The response must be a precise copy of the records that follow.

Available data>
• • • • • • •

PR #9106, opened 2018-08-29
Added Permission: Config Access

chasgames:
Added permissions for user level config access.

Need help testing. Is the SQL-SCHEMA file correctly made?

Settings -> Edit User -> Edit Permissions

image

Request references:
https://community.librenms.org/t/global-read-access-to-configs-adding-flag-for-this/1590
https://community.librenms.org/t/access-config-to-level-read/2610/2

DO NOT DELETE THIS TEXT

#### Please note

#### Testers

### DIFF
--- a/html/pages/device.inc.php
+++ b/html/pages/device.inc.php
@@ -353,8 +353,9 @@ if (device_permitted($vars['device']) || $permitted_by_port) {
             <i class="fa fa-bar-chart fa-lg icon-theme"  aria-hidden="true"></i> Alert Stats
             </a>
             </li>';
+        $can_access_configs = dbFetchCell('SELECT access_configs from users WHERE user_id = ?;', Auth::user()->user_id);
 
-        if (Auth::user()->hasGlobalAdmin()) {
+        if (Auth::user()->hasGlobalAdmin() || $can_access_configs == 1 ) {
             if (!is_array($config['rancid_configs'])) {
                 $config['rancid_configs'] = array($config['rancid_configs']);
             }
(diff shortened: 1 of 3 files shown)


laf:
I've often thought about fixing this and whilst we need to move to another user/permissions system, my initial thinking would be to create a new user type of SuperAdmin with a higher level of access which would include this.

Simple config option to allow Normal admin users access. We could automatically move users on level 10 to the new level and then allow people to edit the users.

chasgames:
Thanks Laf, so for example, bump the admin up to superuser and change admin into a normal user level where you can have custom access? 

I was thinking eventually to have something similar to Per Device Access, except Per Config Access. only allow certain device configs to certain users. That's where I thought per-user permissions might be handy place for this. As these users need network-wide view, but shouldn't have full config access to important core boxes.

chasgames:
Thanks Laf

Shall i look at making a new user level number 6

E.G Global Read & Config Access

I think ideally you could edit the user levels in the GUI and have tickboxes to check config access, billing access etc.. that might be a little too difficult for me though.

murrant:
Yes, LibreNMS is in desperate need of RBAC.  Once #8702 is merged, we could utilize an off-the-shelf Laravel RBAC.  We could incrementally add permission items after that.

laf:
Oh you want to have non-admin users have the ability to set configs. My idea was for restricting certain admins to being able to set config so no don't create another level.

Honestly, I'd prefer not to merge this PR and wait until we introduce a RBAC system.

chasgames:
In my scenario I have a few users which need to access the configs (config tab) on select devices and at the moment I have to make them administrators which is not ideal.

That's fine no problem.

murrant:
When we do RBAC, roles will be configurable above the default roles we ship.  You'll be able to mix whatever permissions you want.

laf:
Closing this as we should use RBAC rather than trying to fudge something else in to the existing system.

• • • • • • •

Output below>
PR #9106, opened 2018-08-29
Added Permission: Config Access

chasgames:
Added permissions for user level config access.

Need help testing. Is the SQL-SCHEMA file correctly made?

Settings -> Edit User -> Edit Permissions

image

Request references:
https://community.librenms.org/t/global-read-access-to-configs-adding-flag-for-this/1590
https://community.librenms.org/t/access-config-to-level-read/2610/2

DO NOT DELETE THIS TEXT

#### Please note

#### Testers

### DIFF
--- a/html/pages/device.inc.php
+++ b/html/pages/device.inc.php
@@ -353,8 +353,9 @@ if (device_permitted($vars['device']) || $permitted_by_port) {
             <i class="fa fa-bar-chart fa-lg icon-theme"  aria-hidden="true"></i> Alert Stats
             </a>
             </li>';
+        $can_access_configs = dbFetchCell('SELECT access_configs from users WHERE user_id = ?;', Auth::user()->user_id);
 
-        if (Auth::user()->hasGlobalAdmin()) {
+        if (Auth::user()->hasGlobalAdmin() || $can_access_configs == 1 ) {
             if (!is_array($config['rancid_configs'])) {
                 $config['rancid_configs'] = array($config['rancid_configs']);
             }
(diff shortened: 1 of 3 files shown)


laf:
I've often thought about fixing this and whilst we need to move to another user/permissions system, my initial thinking would be to create a new user type of SuperAdmin with a higher level of access which would include this.

Simple config option to allow Normal admin users access. We could automatically move users on level 10 to the new level and then allow people to edit the users.

chasgames:
Thanks Laf, so for example, bump the admin up to superuser and change admin into a normal user level where you can have custom access? 

I was thinking eventually to have something similar to Per Device Access, except Per Config Access. only allow certain device configs to certain users. That's where I thought per-user permissions might be handy place for this. As these users need network-wide view, but shouldn't have full config access to important core boxes.

chasgames:
Thanks Laf

Shall i look at making a new user level number 6

E.G Global Read & Config Access

I think ideally you could edit the user levels in the GUI and have tickboxes to check config access, billing access etc.. that might be a little too difficult for me though.

murrant:
Yes, LibreNMS is in desperate need of RBAC.  Once #8702 is merged, we could utilize an off-the-shelf Laravel RBAC.  We could incrementally add permission items after that.

laf:
Oh you want to have non-admin users have the ability to set configs. My idea was for restricting certain admins to being able to set config so no don't create another level.

Honestly, I'd prefer not to merge this PR and wait until we introduce a RBAC system.

chasgames:
In my scenario I have a few users which need to access the configs (config tab) on select devices and at the moment I have to make them administrators which is not ideal.

That's fine no problem.

murrant:
When we do RBAC, roles will be configurable above the default roles we ship.  You'll be able to mix whatever permissions you want.

laf:
Closing this as we should use RBAC rather than trying to fudge something else in to the existing system.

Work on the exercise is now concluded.